Townhall.com ^ | August 18, 2013 | Daniel J. Mitchell

Posted on 08/18/2013 12:38:51 PM PDT by Kaslin

The good thing about being a libertarian is that you are motivated by freedom, which is a very noble principle, and you have lots of evidence on your side, whether the issue is economics or personal liberty.

You can’t afford to be smug, of course, since it’s still a big uphill battle to convince politicians not to engage in plunder.

But at least you can sleep soundly at night knowing that you’re on the side of the angels.

And that even means you have self-confidence about your ideas and you can laugh when someone puts together some clever anti-libertarian humor.

Here’s the latest example, sent to me by a TV journalist.


What makes this funny is that libertarians are sometimes quick to defend their rights, even when nobody’s trying to take them away.

Which is why we sometimes get pigeonholed as being weird, like the family in the lower left of this poster, or paranoid, like the guy in the #8 spot of this poster.

But let’s be thankful that there are some libertarians willing to raise a stink about government even if the rest of the world thinks we’re a bit odd. As we’ve seen dozens of times, most recently with the IRS and NSA, bureaucrats and politicians have a compulsive tendency to grab more power and make government more intrusive.

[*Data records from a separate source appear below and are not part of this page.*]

PR #570, opened 2025-10-10
fix(lowering): bring `this` and `super` into scope for constructor inheritance

### LINKED ISSUE #569: bug(lowering): unresolved symbol `this` in contract constructor inheritance
a user raised this issue in foundry https://github.com/foundry-rs/foundry/issues/12047 pointing out that solar fails to process this code:

```solidity
contract Foo {
    constructor(Bar) {}
}

contract Bar is Foo(this) {}
```

the error message seems to indicate that this is a problem in the lowering phase:

```
error: unresolved symbol `this`
 --> src/Aaa.sol:8:29
  |
8 | contract Bar is Foo(address(this)) {}
  |                             ^^^^
```

0xrusowsky:
## Motivation

aims to close #569 by creating a manual scope in "base scope" with only `this`

### DIFF
--- a/crates/sema/src/ast_lowering/resolve.rs
+++ b/crates/sema/src/ast_lowering/resolve.rs
@@ -409,18 +409,25 @@ impl<'gcx> ResolveContext<'gcx> {
         for c_id in self.hir.contract_ids() {
             let contract = self.hir.contract(c_id);
 
-            // Initialize without contract scope, but manually add a local scope with only `this` to
-            // allows builtins to be accessible in base constructor arguments while keeping state
-            // variables inaccessible.
+            // Initialize without contract scope, but manually add a local scope with only `this`
+            // and `super` to allow builtins to be accessible in base constructor
+            // arguments while keeping state variables inaccessible.
             self.init(contract.source, None, None);
             self.scopes.enter();
-            let this_decl = Declaration { res: Res::Builtin(Builtin::This), span: Span::DUMMY };
-            self.scopes.current_scope().declare_unchecked(sym::this, this_decl);
+            let scope = self.scopes.current_scope();
+            scope.declare_unchecked(
+                sym::this,
+                Declaration { res: Res::Builtin(Builtin::This), span: Span::DUMMY },
+            );
+            scope.declare_unchecked(
+                sym::super_,
+                Declaration { res: Res::Builtin(Builtin::Super), span: Span::DUMMY },
+            );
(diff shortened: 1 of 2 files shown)


crates/sema/src/ast_lowering/resolve.rs
```diff
@@ -411,7 +411,16 @@ impl<'gcx> ResolveContext<'gcx> {
...
+            // Initialize without contract scope, but manually add a local scope with only `this` to
+            // allows builtins to be accessible in base constructor arguments while keeping state
+            // variables inaccessible.
             self.init(contract.source, None, None);
+            self.scopes.enter();
+            let span = Span::DUMMY;
+            let this_decl = Declaration { res: Res::Builtin(Builtin::This), span };
+            self.scopes.current_scope().declare_unchecked(sym::this, this_decl);
+
             self.hir.contracts[c_id].bases_args = self.arena.alloc_from_iter(
```
DaniPopes: please move all the code inside of the scope into a new method, this currently doesn't cover the `continue`

crates/sema/src/ast_lowering/resolve.rs
```diff
@@ -407,70 +407,86 @@ impl<'gcx> ResolveContext<'gcx> {
...
-                        span: ast_base.span(),
-                        id: base_id.into(),
-                        args: self.lower_call_args(&ast_base.arguments),
-                    },
-                ),
-            );
-            let contract = self.hir.contract(c_id);
+            self.scopes.enter();
+            let this_decl = Declaration { res: Res::Builtin(Builtin::This), span: Span::DUMMY };
+            self.scopes.current_scope().declare_unchecked(sym::this, this_decl);
```
DaniPopes: what about `super`?

0xrusowsky: you are right, i ran:
```sh
solc - <<EOF
  // SPDX-License-Identifier: MIT
  pragma solidity ^0.8.0;

  abstract contract WithArgs {
      constructor(uint256 b) {}
  }

  abstract contract WithAddrArgs {
      constructor(address) {}
  }

  abstract contract Base {
      function getValue() public virtual returns (uint) { return 42; }
  }

  contract M is Base, WithAddrArgs(address(this)), WithArgs(super.getValue()) {
      constructor() {}
  }
EOF
```

and it looks like solc also supports both `this` and `super`

PR #572, opened 2025-10-13
chore(lowering): allow empty sources

0xrusowsky:
## Motivation

despite solar only supporting solidity v0.8.*, foundry needs to be backwards compatible with older versions. For instance, a user who linted a solar-incompatible project was confused to get a bunch of errors https://github.com/foundry-rs/foundry/issues/11668#issuecomment-3376414455

because of that, solar consumers would benefit from:
- treating empty sources as a valid no-op: so that they can filter incompatible sources and  call the compiler without worrying about error with no compatible sources left. This would save us from conditionally lowering if we don't have any sources, which is kinda annoying:
     ```rs
     if !compiler.sess().source_map().is_empty() {
         let _ = compiler.lower_asts();
     }
     ```

notes:
- as we further integrate solar into more pieces of the stack, this will impact us even more users
- if you think that we should keep the `"no files found"` error was for CLI consumers, i'd propose to at least support a config param to prevent the error

### DIFF
--- a/crates/sema/src/lib.rs
+++ b/crates/sema/src/lib.rs
@@ -50,6 +50,7 @@ pub(crate) fn lower(compiler: &mut CompilerRef<'_>) -> Result<ControlFlow<()>> {
     let sess = gcx.sess;
 
     if gcx.sources.is_empty() {
+        debug!("no files found");
         return Ok(ControlFlow::Break(()));
     }
 


crates/interface/src/lib.rs
```diff
@@ -40,6 +40,11 @@ pub use solar_data_structures as data_structures;
 /// Compiler result type.
 pub type Result<T = (), E = ErrorGuaranteed> = std::result::Result<T, E>;
 
+/// The minimum supported Solidity version.
+///
+/// Solar aims to support Solidity 0.8.* and later versions.
+pub const MIN_SOLIDITY_VERSION: (u8, u8, u8) = (0, 8, 0);
```
DaniPopes: please split this to a new PR

crates/sema/src/lib.rs
```diff
@@ -50,9 +50,7 @@ pub(crate) fn lower(compiler: &mut CompilerRef<'_>) -> Result<ControlFlow<()>> {
     let sess = gcx.sess;
 
     if gcx.sources.is_empty() {
-        let msg = "no files found";
-        let note = "if you wish to use the standard input, please specify `-` explicitly";
-        return Err(sess.dcx.err(msg).note(note).emit());
+        return Ok(ControlFlow::Break(()));
```
DaniPopes, line 54: we still want this check, please keep it in cli

DaniPopes, line 54: maybe leave a debug! log here

PR #574, opened 2025-10-13
refactor(parser): move mapping key type validation to semantic analysis

mablr:
- Removed the mapping key type validation from the parser and implemented it in the semantic analysis phase.
- Added specific mapping-key-type parsing method and updated accordingly mapping-type parsing method
- Added a new method to check if a type is a valid mapping key type.
- Introduced ui tests to ensure that only elementary or user-defined types can be used as key types in mappings.


tests/ui/typeck/mapping_key_type_check.sol
```diff
@@ -0,0 +1,28 @@
...
+}
+
+
+contract C {
+    mapping(uint => uint) m0;
+    mapping(E => uint) m1;
+    mapping(U => uint) m2;
+    mapping(L.E1 => uint) m3;
+
+    // TODO: enable typeck feature to trigger this error
```
onbjerg: you can enable typechecking with `//@compile-flags: -Ztypeck` at the top of the file:)

mablr: Ooh wonderfull !! I was actually searching for that. Thanks.

I'll fix that :+1:

crates/sema/src/typeck/checker.rs
```diff
@@ -625,6 +625,18 @@ impl<'gcx> TypeChecker<'gcx> {
...
     }
 
+    #[must_use]
+    fn check_mapping_key_type(&mut self, key: &'gcx hir::Type<'gcx>) -> Ty<'gcx> {
+        let ty = self.gcx.type_of_hir_ty(key);
+        if !matches!(
+            ty.kind,
+            TyKind::Elementary(_) | TyKind::Udvt(_, _) | TyKind::Contract(_) | TyKind::Enum(_)
+        ) {
+            self.dcx().err("Only elementary types, user defined value types, contract types or enums are allowed as mapping keys.").span(key.span).emit();
```
onbjerg:
```suggestion
            self.dcx().err("only elementary types, user defined value types, contract types or enums are allowed as mapping keys.").span(key.span).emit();
```

stylistic nit

onbjerg (changes requested):

tests/ui/parser/mapping_key_type.sol
```diff
@@ -0,0 +1,20 @@
...
+        B
+    }
+}
+
+contract C {
+    mapping(uint => uint) m0;
+    mapping(E => uint) m1;
+    mapping(U => uint) m2;
+    mapping(L.E1 => uint) m3;
+    mapping(uint[] => uint) m4; //~ ERROR: expected `=>`, found `[`
```
onbjerg: the PR overall looks good to me, but I'm mulling over this, I understand that this is technically incorrect syntax but part of me wishes this was a more helpful message. no action needed right now as I'm still figuring out if we want it like this or not

mablr: I see your point.
This line is actually an edge case because an elementary-type is successfully parsed before falling to parse `=>`:
```solidity
mapping(uint[] => uint) m4;
```
but the following:
```solidity
mapping([] => uint) m4;
```
would return a more insightful error message:
```
error: expected one of elementary type name or path, found `[`
```

PR #580, opened 2025-10-18
feat(typeck,ast_lowering): constructor base arguments validation

mablr:
This is a follow-up for #322

- [x] check if argument number is matching constructor params'
- [x] type check args with associated params ty **(but commented rn as it requires #564)**
- [x] handle dummy ctor call args (`is C` != `is C()`)

Pending #564 ...

### DIFF
--- a/crates/sema/src/typeck/checker.rs
+++ b/crates/sema/src/typeck/checker.rs
@@ -763,13 +763,12 @@ impl<'gcx> hir::Visit<'gcx> for TypeChecker<'gcx> {
                             .span(modifier.span)
                             .emit();
                     } else {
-                        for (_arg_expr, _expected_arg_ty) in
+                        for (arg_expr, expected_arg_ty) in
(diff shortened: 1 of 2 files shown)


crates/sema/src/typeck/checker.rs
```diff
@@ -738,6 +738,46 @@ impl<'gcx> hir::Visit<'gcx> for TypeChecker<'gcx> {
...
+                                ctor_param_types.len(),
+                                arg_count
+                            ))
+                            .span(modifier.span)
+                            .emit();
+                    } else {
+                        for (_arg_expr, _expected_arg_ty) in
+                            modifier.args.exprs().zip(ctor_param_types.iter())
+                        {
+                            // TODO: implicit conversion needed here
```
DaniPopes: can you implement this and leave the TODOs just in the tests?

mablr: all done 🫡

I started yesterday’s post with a mother-in-law joke, so I’ll end today’s post by mentioning the fable of the frog that gets put in a pot of water and doesn’t jump out because the temperature feels comfortable. But then the heat is slowly raised and the frog no longer has the energy to escape when he finally figures out he’s being cooked.

Well, libertarians are the ones who loudly complain when the government puts us into pots.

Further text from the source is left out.